In nonfatal car-pedestrian accidents, lower extremities are the most commonly injured body parts. The test device used to evaluate the car-front aggressiveness regarding the risk of these injuries is a legform impactor. Injury-related factors causing AIS 2+ injury in the human lower leg when exposed to a lateral impact representing a pedestrian accident should be identified. One of the test devices commonly used to evaluate the risk is the legform impactor developed by the Transport Research Laboratory (TRL). However, information about the biofidelity of this impactor and leg injury tolerance curves is lacking.
Thus, the objectives of this research are: 1) to determine possible injury-related factor(s) causing AIS 2+ injury in the human lower leg when exposed to a lateral impact simulating a pedestrian accident; 2) to evaluate the biofidelity of the current version of the TRL legform impactor; and 3) to propose injury reference value for estimation of the leg and knee joint injury risk by means of a legform impactor.
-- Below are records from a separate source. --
PR #267, opened 2021-06-24
Fix install command

intelliot:

I was following https://xrpl-py.readthedocs.io/en/stable/ and the install command didn't work:

```
➜  pip3 install xrpl
ERROR: Could not find a version that satisfies the requirement xrpl (from versions: none)
ERROR: No matching distribution found for xrpl
```

This PR fixes that.

### Type of Change


mvadari (approved):
Thanks!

To determine factors causing leg fracture and knee joint ligament injury, injury-related factors were statistically tested in the present study. In this estimation, we analyzed knee lateral force, knee bending moment, knee shear displacement (i.e., relative displacement between the leg and thigh at the knee joint level in a lateral direction), knee bending angle, leg acceleration, and the impact force as factors that could correlate with the occurrence of the leg injuries. Regarding tibia fracture, both the impact force and leg acceleration were found to be significant factors. For ligament injury, it was found that only the shearing displacement was indeed very likely to be a significant factor.
The TRL legform impactor was evaluated by comparing its responses with the published experimental results obtained using postmortem human subjects (PMHSs). The evaluation was done under two conditions: impact point 84 mm below the knee joint center (shearing tests) and impact point near the ankle area (bending tests). Two impact speeds were used: 5.56 m/s and 11.11 m/s. Impact force, shear displacement, and bending angle were applied to measure the TRL legform impactor biofidelity. In general, the impactor responses were outside the biofidelity corridors determined using PMHSs. The exception was the impact force in the bending setup at a speed of 5.56 m/s.
To estimate the leg injury risk when using the TRL legform impactor, we determined transfer coefficients between the responses of this impactor and the human leg. Using these coefficients, we suggest an impact force of 6.9 kN and a shearing displacement of 7.9 mm as criteria for 50-percentile risk of the leg fracture and ligament injury with the TRL legform impactor.